Em 2010, uma empregadora foi condenada a pagar a indenização pelo assédio sexual praticado pelo marido, contra a empregada doméstica. A notícia foi comentada num portal jurídico, observem a ressalva quanto ao “enriquecimento com indenizações excessivas”:
A quantificação do dano moral, por sua vez, é assunto complexo por não haver valor legal fixado e, assim, depender da análise de variáveis como grau de culpa e poder econômico do ofensor, bem com, extensão do dano e sua repercussão social. Esse sistema aberto para aferição do valor considera o caso concreto, abastecido com todas as nuances humanas que o dano moral, especialmente, carrega. Portanto, obriga o magistrado a exercitar um olhar específico que, ao mesmo tempo em que deverá reparar o direito lesionado da vítima, não deverá fomentar riqueza ilícita com indenizações excessivas.
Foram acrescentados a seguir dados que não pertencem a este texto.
PR #111, opened 2023-01-28
clarify PREFECT_API_URL and PREFECT_ORION_UI_API_URL

### LINKED ISSUE #109: Update documentation for `PREFECT_API_URL`
Related to https://github.com/PrefectHQ/prefect-helm/issues/108 and other community messages, the documentation is not clear on what users should set the value of `PREFECT_API_URL` to.

AmyAiyyoi:
resolves [Update documentation for PREFECT_API_URL #109](https://github.com/PrefectHQ/prefect-helm/issues/109)

### DIFF
--- a/charts/prefect-agent/values.yaml
+++ b/charts/prefect-agent/values.yaml
@@ -65,7 +65,7 @@ agent:
     cloudUrl: https://api.prefect.cloud/api
 
   orionApiConfig:
-    # -- prefect API url; used by orion UI; should be set to publicly accessible API url
+    # -- prefect API url (PREFECT_API_URL); should be in-cluster url if the agent is deployed in the same cluster as the API
     apiUrl: http://127.0.0.1:4200/api
 
   # -- number of agent replicas to deploy
--- a/charts/prefect-agent/values.yaml
+++ b/charts/prefect-agent/values.yaml
@@ -65,7 +65,7 @@ agent:
     cloudUrl: https://api.prefect.cloud/api
 
   orionApiConfig:
-    # -- prefect API url (PREFECT_API_URL); should be in-cluster url if the agent is deployed in the same cluster as the API
+    # -- prefect API url (PREFECT_API_URL); should be in-cluster URL if the agent is deployed in the same cluster as the API
     apiUrl: http://127.0.0.1:4200/api
 
   # -- number of agent replicas to deploy
--- a/charts/prefect-agent/values.yaml
+++ b/charts/prefect-agent/values.yaml
@@ -65,7 +65,7 @@ agent:
     cloudUrl: https://api.prefect.cloud/api
 
   orionApiConfig:
-    # -- prefect API url
+    # -- prefect API url; used by orion UI; should be set to publicly accessible API url
     apiUrl: http://127.0.0.1:4200/api
 
   # -- number of agent replicas to deploy
--- a/charts/prefect-orion/values.yaml
+++ b/charts/prefect-orion/values.yaml
@@ -38,8 +38,8 @@ orion:
   # -- array with environment variables to add to orion nodes
   env: []
   ## env:
-  ##   - name: PREFECT_API_URL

No fim de 2010, foi publicada uma portaria interministerial, entre o Ministério da Justiça e a Secretaria Nacional de Direitos Humanos. (SEDH/MJ nº 2, de 15 de dezembro 2010). Em tal ato normativo, com valor imediato para os órgãos subordinados aos ministérios elaboradores, se busca estabelecer Diretrizes Nacionais de Promoção e Defesa dos Direitos Humanos dos Profissionais de Segurança Pública.

No caso, apenas as Polícias Federal e Rodoviária Federal estão diretamente subordinadas. Polícias Civil e Militar são subordinadas aos Estados, e GMC subordinadas aos Municípios, logo, é preciso que uma norma estadual e/ou municipal regulamente tais diretrizes.
Pesquisas recentes demonstram que uma em cada quatro mulheres já sofreu assédio sexual no trabalho. O que se pode dizer é que nesses casos, como em vários outros casos, quase toda mulher tem uma história de horror para contar.

Ainda há a violência moral, aquela que é mais ou menos sutil e, que coloca a carga da culpa sobre a vítima. Muitas pessoas acham que a ascensão feminina no mercado de trabalho é fruto dos famosos “testes do sofá”. Não basta se mulher e competente, a competência passa pelo uso do poder sexual.